Write the data out again, matching every line exactly.

◆ Stored data entries
"""
PR #3185, opened 2019-11-13
Add extensions to distributed object propagation infrastructure

onurctirtir:
DESCRIPTION:  Add extensions to distributed object propagation infrastructure

### DIFF
--- a/src/backend/distributed/commands/extension.c
+++ b/src/backend/distributed/commands/extension.c
@@ -11,35 +11,32 @@
 #include "postgres.h"
 
 #include "citus_version.h"
+#include "catalog/pg_extension_d.h"
+#include "commands/extension.h"
+#include "distributed/citus_ruleutils.h"
 #include "distributed/commands.h"
-#include "distributed/metadata_cache.h"
-#include "nodes/parsenodes.h"
+#include "distributed/commands/utility_hook.h"
+#include "distributed/deparser.h"
+#include "distributed/metadata_sync.h"
+#include "distributed/metadata/distobject.h"
+#include "distributed/multi_executor.h"
+#include "distributed/relation_access_tracking.h"
+#include "distributed/transaction_management.h"
+#include "nodes/makefuncs.h"
+#include "utils/lsyscache.h"
+#include "utils/builtins.h"
+
 
 /* Local functions forward declarations for helper functions */
-static char * ExtractNewExtensionVersion(Node *parsetree);
-
-
-/*
- * IsCitusExtensionStmt returns whether a given utility is a CREATE or ALTER
- * EXTENSION statement which references the citus extension. This function
- * returns false for all other inputs.
- */
-bool
-IsCitusExtensionStmt(Node *parsetree)
-{
-	char *extensionName = "";
-
-	if (IsA(parsetree, CreateExtensionStmt))
-	{
-		extensionName = ((CreateExtensionStmt *) parsetree)->extname;
-	}
-	else if (IsA(parsetree, AlterExtensionStmt))
-	{
-		extensionName = ((AlterExtensionStmt *) parsetree)->extname;
-	}
-
-	return (strcmp(extensionName, "citus") == 0);
-}
+static char * ExtractNewExtensionVersion(Node *parseTree);
+static void AddSchemaFieldIfMissing(CreateExtensionStmt *stmt);
+static List * FilterDistributedExtensions(List *extensionObjectList);
+static List * ExtensionNameListToObjectAddressList(List *extensionObjectList);
+static void EnsureSequentialModeForExtensionDDL(void);
+static bool ShouldPropagateExtensionCommand(Node *parseTree);
+static bool IsDropCitusStmt(Node *parseTree);
+static bool IsAlterExtensionSetSchemaCitus(Node *parseTree);
+static Node * RecreateExtensionStmt(Oid extensionOid);
 
 
 /*
@@ -49,9 +46,9 @@ IsCitusExtensionStmt(Node *parsetree)
  * out. It ignores the schema version.
  */
 void
-ErrorIfUnstableCreateOrAlterExtensionStmt(Node *parsetree)
+ErrorIfUnstableCreateOrAlterExtensionStmt(Node *parseTree)
 {
-	char *newExtensionVersion = ExtractNewExtensionVersion(parsetree);
+	char *newExtensionVersion = ExtractNewExtensionVersion(parseTree);
 
 	if (newExtensionVersion != NULL)
 	{
@@ -78,24 +75,24 @@ ErrorIfUnstableCreateOrAlterExtensionStmt(Node *parsetree)
 
 
 /*
- * ExtractNewExtensionVersion returns the new extension version specified by
- * a CREATE or ALTER EXTENSION statement. Other inputs are not permitted. This
- * function returns NULL for statements with no explicit version specified.
+ * ExtractNewExtensionVersion returns the palloc'd new extension version specified
+ * by a CREATE or ALTER EXTENSION statement. Other inputs are not permitted.
+ * This function returns NULL for statements with no explicit version specified.
  */
 static char *
-ExtractNewExtensionVersion(Node *parsetree)
+ExtractNewExtensionVersion(Node *parseTree)
 {
-	char *newVersion = NULL;
-	List *optionsList = NIL;
-	ListCell *optionsCell = NULL;
+	Value *newVersionValue = NULL;
 
-	if (IsA(parsetree, CreateExtensionStmt))
+	List *optionsList = NIL;
+
+	if (IsA(parseTree, CreateExtensionStmt))
 	{
-		optionsList = ((CreateExtensionStmt *) parsetree)->options;
+		optionsList = ((CreateExtensionStmt *) parseTree)->options;
 	}
-	else if (IsA(parsetree, AlterExtensionStmt))
+	else if (IsA(parseTree, AlterExtensionStmt))
 	{
-		optionsList = ((AlterExtensionStmt *) parsetree)->options;
+		optionsList = ((AlterExtensionStmt *) parseTree)->options;
 	}
 	else
 	{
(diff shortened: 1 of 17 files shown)


src/backend/distributed/deparser/deparse_extension_stmts.c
"""
◆ THE ANSWER
PR #3185, opened 2019-11-13
Add extensions to distributed object propagation infrastructure

onurctirtir:
DESCRIPTION:  Add extensions to distributed object propagation infrastructure

### DIFF
--- a/src/backend/distributed/commands/extension.c
+++ b/src/backend/distributed/commands/extension.c
@@ -11,35 +11,32 @@
 #include "postgres.h"
 
 #include "citus_version.h"
+#include "catalog/pg_extension_d.h"
+#include "commands/extension.h"
+#include "distributed/citus_ruleutils.h"
 #include "distributed/commands.h"
-#include "distributed/metadata_cache.h"
-#include "nodes/parsenodes.h"
+#include "distributed/commands/utility_hook.h"
+#include "distributed/deparser.h"
+#include "distributed/metadata_sync.h"
+#include "distributed/metadata/distobject.h"
+#include "distributed/multi_executor.h"
+#include "distributed/relation_access_tracking.h"
+#include "distributed/transaction_management.h"
+#include "nodes/makefuncs.h"
+#include "utils/lsyscache.h"
+#include "utils/builtins.h"
+
 
 /* Local functions forward declarations for helper functions */
-static char * ExtractNewExtensionVersion(Node *parsetree);
-
-
-/*
- * IsCitusExtensionStmt returns whether a given utility is a CREATE or ALTER
- * EXTENSION statement which references the citus extension. This function
- * returns false for all other inputs.
- */
-bool
-IsCitusExtensionStmt(Node *parsetree)
-{
-	char *extensionName = "";
-
-	if (IsA(parsetree, CreateExtensionStmt))
-	{
-		extensionName = ((CreateExtensionStmt *) parsetree)->extname;
-	}
-	else if (IsA(parsetree, AlterExtensionStmt))
-	{
-		extensionName = ((AlterExtensionStmt *) parsetree)->extname;
-	}
-
-	return (strcmp(extensionName, "citus") == 0);
-}
+static char * ExtractNewExtensionVersion(Node *parseTree);
+static void AddSchemaFieldIfMissing(CreateExtensionStmt *stmt);
+static List * FilterDistributedExtensions(List *extensionObjectList);
+static List * ExtensionNameListToObjectAddressList(List *extensionObjectList);
+static void EnsureSequentialModeForExtensionDDL(void);
+static bool ShouldPropagateExtensionCommand(Node *parseTree);
+static bool IsDropCitusStmt(Node *parseTree);
+static bool IsAlterExtensionSetSchemaCitus(Node *parseTree);
+static Node * RecreateExtensionStmt(Oid extensionOid);
 
 
 /*
@@ -49,9 +46,9 @@ IsCitusExtensionStmt(Node *parsetree)
  * out. It ignores the schema version.
  */
 void
-ErrorIfUnstableCreateOrAlterExtensionStmt(Node *parsetree)
+ErrorIfUnstableCreateOrAlterExtensionStmt(Node *parseTree)
 {
-	char *newExtensionVersion = ExtractNewExtensionVersion(parsetree);
+	char *newExtensionVersion = ExtractNewExtensionVersion(parseTree);
 
 	if (newExtensionVersion != NULL)
 	{
@@ -78,24 +75,24 @@ ErrorIfUnstableCreateOrAlterExtensionStmt(Node *parsetree)
 
 
 /*
- * ExtractNewExtensionVersion returns the new extension version specified by
- * a CREATE or ALTER EXTENSION statement. Other inputs are not permitted. This
- * function returns NULL for statements with no explicit version specified.
+ * ExtractNewExtensionVersion returns the palloc'd new extension version specified
+ * by a CREATE or ALTER EXTENSION statement. Other inputs are not permitted.
+ * This function returns NULL for statements with no explicit version specified.
  */
 static char *
-ExtractNewExtensionVersion(Node *parsetree)
+ExtractNewExtensionVersion(Node *parseTree)
 {
-	char *newVersion = NULL;
-	List *optionsList = NIL;
-	ListCell *optionsCell = NULL;
+	Value *newVersionValue = NULL;
 
-	if (IsA(parsetree, CreateExtensionStmt))
+	List *optionsList = NIL;
+
+	if (IsA(parseTree, CreateExtensionStmt))
 	{
-		optionsList = ((CreateExtensionStmt *) parsetree)->options;
+		optionsList = ((CreateExtensionStmt *) parseTree)->options;
 	}
-	else if (IsA(parsetree, AlterExtensionStmt))
+	else if (IsA(parseTree, AlterExtensionStmt))
 	{
-		optionsList = ((AlterExtensionStmt *) parsetree)->options;
+		optionsList = ((AlterExtensionStmt *) parseTree)->options;
 	}
 	else
 	{
(diff shortened: 1 of 17 files shown)


src/backend/distributed/deparser/deparse_extension_stmts.c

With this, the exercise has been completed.